For the material that follows, list every line containing the word "from".

DATA TO PROCESS:
○ ○ ○ ○
PR #594, opened 2015-05-18
feat(content): Added creating content item from template.

eozan:
SD-2236

### DIFF
--- a/client/app/scripts/superdesk-authoring/authoring.js
+++ b/client/app/scripts/superdesk-authoring/authoring.js
@@ -1203,22 +1203,23 @@
         };
     }
 
-    ContentCreateDirective.$inject = ['templatesSettingsService'];
-    function ContentCreateDirective(templatesSettingsService) {
+    ContentCreateDirective.$inject = ['api'];
+    function ContentCreateDirective(api) {
+        var NUM_ITEMS = 5;
         return {
             templateUrl: 'scripts/superdesk-authoring/views/sd-content-create.html',
             link: function(scope) {
                 scope.contentTemplates = null;
 
-                var fetchTemplates = function() {
-                    templatesSettingsService.fetchContentTemplates()
-                    .then(function(contentTemplates) {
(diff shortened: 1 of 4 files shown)


client/app/scripts/superdesk-authoring/authoring.js
```diff
@@ -1203,9 +1203,23 @@
...
-    function ContentCreateDirective() {
+    ContentCreateDirective.$inject = ['templatesSettingsService'];
+    function ContentCreateDirective(templatesSettingsService) {
         return {
-            templateUrl: 'scripts/superdesk-authoring/views/sd-content-create.html'
+            templateUrl: 'scripts/superdesk-authoring/views/sd-content-create.html',
+            link: function(scope) {
+                scope.contentTemplates = null;
+
+                var fetchTemplates = function() {
```
plamut: We can get rid of this private function here, as its only purpose is to be invoked once when the directive is linked. Just execute the function's body and that's it. :wink:

client/app/scripts/superdesk-workspace/content/content.js
```diff
@@ -4,6 +4,20 @@
 ContentCtrlFactory.$inject = ['api', 'superdesk'];
 function ContentCtrlFactory(api, superdesk) {
     return function ContentCtrl($scope) {
```
plamut: `$scope` is not used anywhere, we can remove it as a dependency.

plamut:
Apart from a few minor remarks it seems good. But please add unit tests for the new code before merging.

ioanpocol:
An e2e tests will help.

ioanpocol:
:+1:

plamut:
IMO e2e tests should not be viewed as a replacement for unit tests. e2e tests are generally slow to run and it's not feasible tu run them after every code change (i.e. when you are about to commit something).

eozan:
unit tests added.

plamut:
That's good!

:+1:

amagdas:
:+1:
○ ○ ○ ○
RESPONSE TO THE TASK:
feat(content): Added creating content item from template.
Apart from a few minor remarks it seems good. But please add unit tests for the new code before merging.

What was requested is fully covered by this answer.